► Renaultsport Clio 220 Trophy
► Sadly, it’s not the winners trophy
► Clio RS 182 still the top Clio
Poor old Renaultsport. Everyone’s a bit down on the current Clio RS, and that’s partly the fault of the old one. Because it was brilliant. Revvily, frantically brilliant. And the new one, with its bigger body, smaller (turbocharged) engine, softer set-up and fashionable – yet not universally popular – paddleshift gearbox simply can’t feel quite as special.
Here’s Dieppe’s first attempt at a patch: the harder, faster Trophy version. Even that’s a badge with baggage, as it follows in the gently smoking tyre tracks of the rabid 2005 Clio Renaultsport 182 Trophy and totally track-minded Megane Renaultsport 265 and 275 Trophies – adrenaline-soaked, absorbing hot hatches all.

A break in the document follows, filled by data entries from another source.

PR #431, opened 2022-01-18
feat: Reset to initial sort state for GridTable

bdow:
### [SC-11548](https://app.shortcut.com/homebound-team/story/11548/gridtable-to-reset-back-to-initial-sort-when-clicking-on-a-column-that-is-currently-in-descending-order)

GridTable sorting state now toggle between ASC -> DESC -> Initial Sort State. For client side sorting, the initial sort is defined either by the specified initial sort, or as the first sortable column.
For server side sorting we do not define an initially sorted column if it was not specified, (i.e. we do not look for a "first sortable column"). This gives the ability for server side sorting implementations to handle an `undefined` sort state. For use cases like Blueprint's Schedule V2, this allows the table to handle it's sorting reset via: 

```
<GridTable sorting={{ on: "server", value: undefined, onSort: (sortState) => { 
  if (sortState[0] === undefined) { 
    // reset to original list
  } else {
    // sort tasks locally
  }
}} />
```

Granted, this now requires Blueprint's Schedule V2 table to do their sorting locally (as it is currently client-side sorted), but this seemed like kind of a one-off. I did not think it worth maintaining a list of the initial order (especially when it comes to nested structures) for a "reset" look up. Happy to revisit if we find it a more common pattern.

### DIFF
--- a/src/components/Table/GridTable.test.tsx
+++ b/src/components/Table/GridTable.test.tsx
@@ -386,6 +386,87 @@ describe("GridTable", () => {
       expect(cell(r, 2, 0)).toHaveTextContent("b");
     });
 
+    it("reverts to initial sorted column", async () => {
+      // Given a table
+      const r = await render(
+        <GridTable
+          columns={[nameColumn, valueColumn]}
+          // And there is an initial sort defined
+          sorting={{ on: "client", initial: [nameColumn, "ASC"] }}
+          rows={[
+            simpleHeader,
+            { kind: "data", id: "1", name: "a", value: 2 },
+            { kind: "data", id: "2", name: "b", value: 3 },
+            { kind: "data", id: "3", name: "c", value: 1 },
+          ]}
+        />,
+      );
+      // When initializing sort on the "value" column
+      click(r.sortHeader_1);
+      // Then expect ASC order
+      expect(cell(r, 1, 1)).toHaveTextContent("1");
+      // And when clicking a 2nd time
+      click(r.sortHeader_1);
+      // Then expect DESC order
+      expect(cell(r, 1, 1)).toHaveTextContent("3");
+      // And when clicking a 3rd time
+      click(r.sortHeader_1);
+      // Then expect the order to have been reset
+      expect(cell(r, 1, 1)).toHaveTextContent("2");
+    });
+
+    it("initializes with undefined sort", async () => {
+      // Given a table
+      const r = await render(
+        <GridTable
+          columns={[nameColumn, valueColumn]}
+          // And the initial sort is explicitly set to `undefined`
+          sorting={{ on: "client", initial: undefined }}
+          rows={[
+            simpleHeader,
+            // And the data is initially unsorted
+            { kind: "data", id: "2", name: "b", value: 2 },
+            { kind: "data", id: "1", name: "a", value: 3 },
+            { kind: "data", id: "3", name: "c", value: 1 },
+          ]}
+        />,
+      );
+      // Then the data remains unsorted
+      expect(cell(r, 1, 0)).toHaveTextContent("b");
+      expect(cell(r, 2, 0)).toHaveTextContent("a");
+      expect(cell(r, 3, 0)).toHaveTextContent("c");
+    });
+
+    it("reverts to initially undefined sort", async () => {
+      // Given a table
+      const r = await render(
+        <GridTable
+          columns={[nameColumn, valueColumn]}
+          // And the initial sort is explicitly set to `undefined`
+          sorting={{ on: "client", initial: undefined }}
+          rows={[
+            simpleHeader,
+            // And the data is initially unsorted
+            { kind: "data", id: "2", name: "b", value: 2 },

Good job the suspension’s firmer to carry all that weight of expectation.
What does the Trophy add?
Trophyising the Clio RS has involved a multitude of alterations, headlined by a 10% power increase to 217bhp courtesy of a new, faster-spinning turbo, altered exhaust, redesigned air intake and fiddled-with management software. The suspension’s stiffer and lower (by 20mm at the front, 10mm at the rear), the steering ratio’s quicker and the tyres stickier Michelin Pilot Super Sports.
Simply installing a clutch pedal and manual gearbox would probably have done more to appease the critics, but no doubt that would have added cost, production line complexity and been a most un-Napoleonic admission of defeat. So the paddles are still there but they now swap the gears faster – up to 50% swifter in ‘Race’ mode – and they don’t move as far, so psychologically they feel faster too. A 300rpm higher rev limiter also means late-braking types can demand downshifts a bit earlier.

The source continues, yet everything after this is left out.